The provisions of the Enforcement Decree of this case treat the "forest preserved in its original form" of a golf course, which must be preserved as it is without any artificial alteration of its form, as different from the "land for sports facilities where profit is created". The "forest preserved in its original form" of a golf course is treated as different from the "land for sports facilities where profit is created". The "forest preserved in its original form" is to be legally enforced for the golf course operation, which brings an effect of separating it from a hole or an outer area, and is to prevent accidents, and increases its utility by creating and maintaining beautiful landscape of a golf course, and thereby raising its utility jointly with a golf course, it is essentially the same as "land for sports facilities where profit is created", and it is in essence different from the "a simple forest connected with a golf course, which is irrelevant to a golf course business" (Article 131-2 (3) of the former Enforcement Decree of the Local Tax Act, which does not belong to land for public golf course or land for a membership golf course within the original aggregate taxation period of 20 years, but does not belong to the land for special aggregate taxation within the Presidential Decree No.317.

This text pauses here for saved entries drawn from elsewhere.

PR #7391, opened 2024-07-04
refactor:rename clientside dialoption field 'maxAttempts'

No-SilverBullet:
RELEASE NOTES:
- Renamed the variable `maxCallAttempts` to `maxRetryAttempts` to improve clarity and better represent its purpose.

Recently, I noticed a bug with the RPC client's setting of the maximum number of reconnections. I was very surprised to find that it has been solved in this PR [client: implement maxAttempts for retryPolicy](https://github.com/grpc/grpc-go/pull/7229) .  However, I think the meaning of this variable 'maxCallAttempts' are not clear enough, so I submitted this PR to rename this variable.

### DIFF
--- a/clientconn.go
+++ b/clientconn.go
@@ -173,7 +173,7 @@ func NewClient(target string, opts ...DialOption) (conn *ClientConn, err error) 
 	}
 
 	if cc.dopts.defaultServiceConfigRawJSON != nil {
-		scpr := parseServiceConfig(*cc.dopts.defaultServiceConfigRawJSON, cc.dopts.maxCallAttempts)
+		scpr := parseServiceConfig(*cc.dopts.defaultServiceConfigRawJSON, cc.dopts.maxRetryAttempts)
 		if scpr.Err != nil {
 			return nil, fmt.Errorf("%s: %v", invalidDefaultServiceConfigErrPrefix, scpr.Err)
 		}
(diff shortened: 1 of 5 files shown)


arjan-bal:
Hi @No-SilverBullet, I agree that the name could be better. The API that users interact with is the `WithMaxCallAttempt` dialoption.
https://github.com/grpc/grpc-go/blob/bdd707e642e40cf75db5ac3f0f6af48077f48368/dialoptions.go#L752-L759

If we were to change the name of `WithMaxCallAttempt`, it would be a breaking change. To handle it gracefully, we would need to create a dial option with the new name, deprecate the old one and then completely remove the old one in a future release. This doesn't seem to be worth the effort so I'm closing this PR.

No-SilverBullet:
> Hi @No-SilverBullet, I agree that the name could be better. The API that users interact with is the `WithMaxCallAttempt` dialoption.
> 
> https://github.com/grpc/grpc-go/blob/bdd707e642e40cf75db5ac3f0f6af48077f48368/dialoptions.go#L752-L759
> 
> If we were to change the name of `WithMaxCallAttempt`, it would be a breaking change. To handle it gracefully, we would need to create a dial option with the new name, deprecate the old one and then completely remove the old one in a future release. This doesn't seem to be worth the effort so I'm closing this PR.
> 
> Since the external method is named as such, IMO keeping the private variable names consistent with it seems to desired bahaviour.

Got it! Thanks for reply

PR #7396, opened 2024-07-08
test/channelz: change channelz_test to use write data

printchard:
Remove the call to `WriteRawFrame` in order to remove that method from the new Framer API.

This particular test was calling `WriteRawFrame` to write a Data Frame, which could be replaced by `WriteData` method provided by the x/net/http2 framer.

RELEASE NOTES: none


arvindbr8 (approved):
LGTM! Congrats on the first PR.  cc'ing @dfawley to take another quick pass since he is most familiar with the channelz tests.

dfawley (approved):

PR #309, opened 2026-08-16
Remove the warehouse catalog CSVs and fetchers with no consumer

ccerv1:
Stacked on #308 → #307 → #306. The audit behind it: https://claude.ai/code/artifact/9c6744bd-6a7e-4a37-9802-549b19cefc32

Every catalog CSV, fetcher and SQL model was checked against four kinds of consumer: the four tracked notebooks, all 20 published notebooks on the platform, the deployed platform models, and the sibling repos. **The decisive check: `currentai.catalog` has ten tables, and none of them corresponds to these five CSVs.** A CSV that loads into no static model cannot have a warehouse consumer, only a local reader — and these had none.

## Removed, each with its fetcher

| CSV | Fetcher |
|---|---|
| `catalog/ai-incidents/incidents.csv` | `fetch_incidents.py` |
| `catalog/github-orgs/orgs.csv` | `fetch_github_orgs.py` |
| `catalog/github-ai-repos/forked_ai_repos.csv` | `fetch_github_ai_repos.py` |
| `catalog/huggingface/tracked_datasets.csv` | (the dataset half of `fetch_huggingface.py`) |
| `catalog/huggingface/top_datasets.csv` | — |

**The incidents mirror is the GoodAI pattern exactly.** `currentai.aiid.*` is a live REST ingestion on a weekly cron, and the `ai-safety-incidents` notebook reads *that*, not the frozen copy. Its `sources.yaml` entry becomes an `ingested_by`, the same shape `goodailist` already carries.

## `fetch_huggingface.py` stays, trimmed

Its two model CSVs are uploaded nowhere, but they are the input list `fetch_model_benchmarks.py` scans to build `model_repos.csv` — which *is* uploaded, and which `entities_models.sql` reads. Only the dataset half was dead: four months of weekly author scans writing a file nothing opened. This is the one case where "no static model" did not mean "no consumer," which is why the audit checked readers as well as tables.

## Credentials — #281 folded in, and a break of mine fixed

Removing the GitHub fetchers took `GH_TOKEN` out of the job env while `Open refresh PR` still calls `gh pr create`. That is fixed: **`GH_FETCH_TOKEN` is restored and is now specifically the refresh-PR publication credential**, not a fetcher one. It stays a PAT rather than `${{ github.token }}`, because a PR opened with the Actions token does not trigger the validate workflow.

That made this the right place for **#281**, whose subject is the same step. The old guard checked secrets were *set*, never that any *worked* — every scheduled run from 2026-06-22 to 2026-08-10 died on `401 - Bad credentials` about 3.5 hours in, after the fetchers had done all their work and before the step that publishes it. `warehouse/catalog/` silently froze at 2026-07-28 while the schedule still read as live. The preflight now makes one authenticated GET per credential before anything expensive; measured against known-bad tokens, both 401, exit 1, ~1s.

`OSO_API_KEY` stays presence-only and required (the pyoso lookup in `fetch_huggingface` needs it); every probe for it is a warehouse round trip against a live model, which is a heavier precondition than a preflight should carry.

**This does not fix the expired token.** Rotating the PAT in the `GH_FETCH_TOKEN` repo secret is a maintainer action. Until then the workflow still fails — in seconds rather than hours, with an error naming the fix. Close #281 as superseded when this merges.

## Not removed — a decision, not an audit result

`entities_projects`, `scores_project_summary`, `scores_ossd_coverage`, `scores_dependency_graph`, `scores_fragility`. No consumer turned up for any, but they are one connected component (projects feeds only project_summary; dependency_graph feeds only fragility) and they are analysis rather than plumbing — fragility is the maintainer-concentration finding. Filed as a follow-up rather than resolved here.

## Test plan

- Full suite on the stack tip: **630 passed**, no skips.
- `validate` 0 errors; `warehouse/sources.yaml` parses, 5 sources; workflow YAML parses, 6 steps in order.
- Preflight probe executed against known-bad tokens: 401 / 401 / exit 1 / ~1s.
- `fetch_huggingface.py --help` runs; no reference to a removed path remains.


ccerv1:
Audit table behind this PR: https://claude.ai/code/artifact/9c6744bd-6a7e-4a37-9802-549b19cefc32

Issue #87, opened 2026-07-05
[methodology] Rethink the gap taxonomy: maturity is capability + adoption, not a sibling gap


ccerv1:
## Current state

The gap engine (`_stage_and_gaps` in `build/serialize.py`) gives each category a stage (0 to 5) and a set of gaps drawn from: `void`, `capability`, `adoption`, `maturity`, `openness`, `disclosure`.

Gaps are assigned like this today:

- Stage 5: no gaps.
- Stage 4 (at least one mature fully-open product, but fewer than the depth threshold): `maturity`.
- Stages 1 to 3 (no mature fully-open product): `maturity` plus one diagnostic. That diagnostic is `openness` if a mature option exists in any bucket (open-weights or closed) but none is fully open; otherwise `capability` (best fully-open capability below 4) or `adoption`.
- Stage 0: `void`.
- `disclosure`: declared per category, orthogonal to the rest.

Across the 15 categories, the gaps currently land like this:

| gap | categories |
|-----|-----------:|
| maturity | 12 |
| openness | 3 |
| adoption | 1 |
| disclosure | 1 |
| capability | 0 |
| void | 0 |

Two problems with this shape:

**1. `maturity` overlaps its own inputs.** A product's maturity score is a weighted blend of capability and adoption. Listing `maturity` as a sibling of `capability` and `adoption` reports the composite next to its parts. The stage number already encodes how mature and how deep a category is (4 is competitive but thin, 5 is redundant), so a standalone maturity gap mostly restates the stage. It also fires in 12 of 15 categories, so it does not discriminate between them.

**2. `capability` is effectively unreachable, which hides a real case.** The engine emits only one diagnostic per immature category. It picks `openness` whenever a mature non-open option exists, and only falls through to `capability` or `adoption` when nothing is mature anywhere. So `capability` can appear only when nothing is mature in any bucket and the best fully-open option is weak, which no category meets today. The clearest example of the mask is `edge_hardware`: its only fully-open board (BeagleY-AI) is capability 3, below the bar, but the category reports `openness` because mature open-ish and closed boards exist. The fact that the single fully-open option is underpowered never surfaces.

## Proposed resolution

Separate the two questions the stage and the gaps should answer:

- **Stage (0 to 5): how far along** the open ecosystem is, including depth and redundancy.
- **Gaps: what kind** of thing is missing.

Because maturity is capability blended with adoption, express a shortfall through its drivers instead of the umbrella:

[...]

PR #316, opened 2026-08-17
Split maturity into depth and its drivers, and name the score tiers

ccerv1:
Resolves the data side of #87 — steps 1 and 2 of the order of work in that issue. The front end (step 3) is a separate change and needs to ship alongside this one, because it hardcodes the current gap vocabulary.

## Gap engine

`maturity` was doing two unrelated jobs. A product's maturity is capability and adoption blended into one number; a category's is a stage from 0 to 5. Neither is a roll-up of the other, and the word implies age, which is not what either measures. So the split is by level, and each level gets a name that means something.

- **`maturity` is gone as a gap type.** It fired in 12 of 16 categories, so it distinguished between none of them, and it reported the composite next to its own parts.
- **`depth` is new, and fires at Stage 4 only** — a category with proven Frontier open options but not enough for redundancy. The shortfall there is genuinely count rather than quality. Defining depth as "no Frontier open product at all" would extend it over the weaker categories and rebuild the ubiquity this removes.
- **`capability` and `adoption` now both fire where both apply.** The old engine emitted one diagnostic per category and checked openness first, so `capability` was unreachable and had never once appeared.

`edge_hardware` is the case that hid. Its only fully-open board is genuinely underpowered, and the category reported an openness gap instead, so nobody reading the map could see it. It now reports `capability, openness`.

Measured against live sources:

| Gap | Before | After |
|---|---:|---:|
| maturity | 12 | — |
| depth | — | 6 |
| adoption | 3 | 5 |
| openness | 3 | 3 |
| capability | 0 | 1 |
| disclosure | 1 | 1 |

Counts run below the projections in #87 because the underlying scores have moved since that comment; three categories that were Stage 4 then are not now. The shape holds — every label names something different, and nothing fires in more than 6 of 16.

## Product level

`overall_score` and `tier` now ship **alongside** `maturity` and `mature`, same values. Both names publish for one release so the front end and the warehouse can move over before the old ones go away; a routine data sync must not be able to break the map halfway through.

- **Frontier**, 4.5+ — 78 products. Best in class on one axis, strong on the other.
- **Competitive**, 4.0 to 4.5 — 95 products. Strong on both, best in class on neither.
- Below 4.0, `tier` is null — 299 products.

Tiers derive from the score alone across every openness bucket, because they describe the product. `mature` keeps its fully-open gate, since only fully-open products advance a stage — so a closed product can be Frontier and not mature, which is documented as the intended reading rather than a contradiction. The tier legend ships in `descriptions.tiers` so no consumer hardcodes the two boundaries.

Therefore, since the enforcement decree of this case cannot be deemed to violate the principle of equality, the plaintiff's above assertion is without merit.

(B) We examine whether the instant enforcement decree provisions infringe on the freedom of occupation.

It is difficult to view that only heavy taxation on the preserved forest land of the original form of a golf course does not have a decisive impact on whether or not the golf course has accrued profit or loss, and the existence of profit or loss is ultimately attributable to the problem of the rationality of economic choice and the efficiency of corporate management. Therefore, even if the comprehensive real estate holding tax on the preserved forest land of the original form of a golf course has a significant burden, it can only be said to be an issue of economic choice, which would eventually lead to the issue of whether or not the golf course should acquire and operate the golf course even if taking over such economic burden, and the comprehensive real estate holding tax itself does not legally or factually prohibit the operation of the golf course, and therefore, the provision of the Enforcement Decree of the instant case cannot be deemed to infringe on the freedom of occupation (see Constitutional Court Order 96Hun-Ba64, Feb. 25, 199).

3. Conclusion

Therefore, the plaintiff's claim of this case is dismissed as it is without merit, and it is so decided as per Disposition.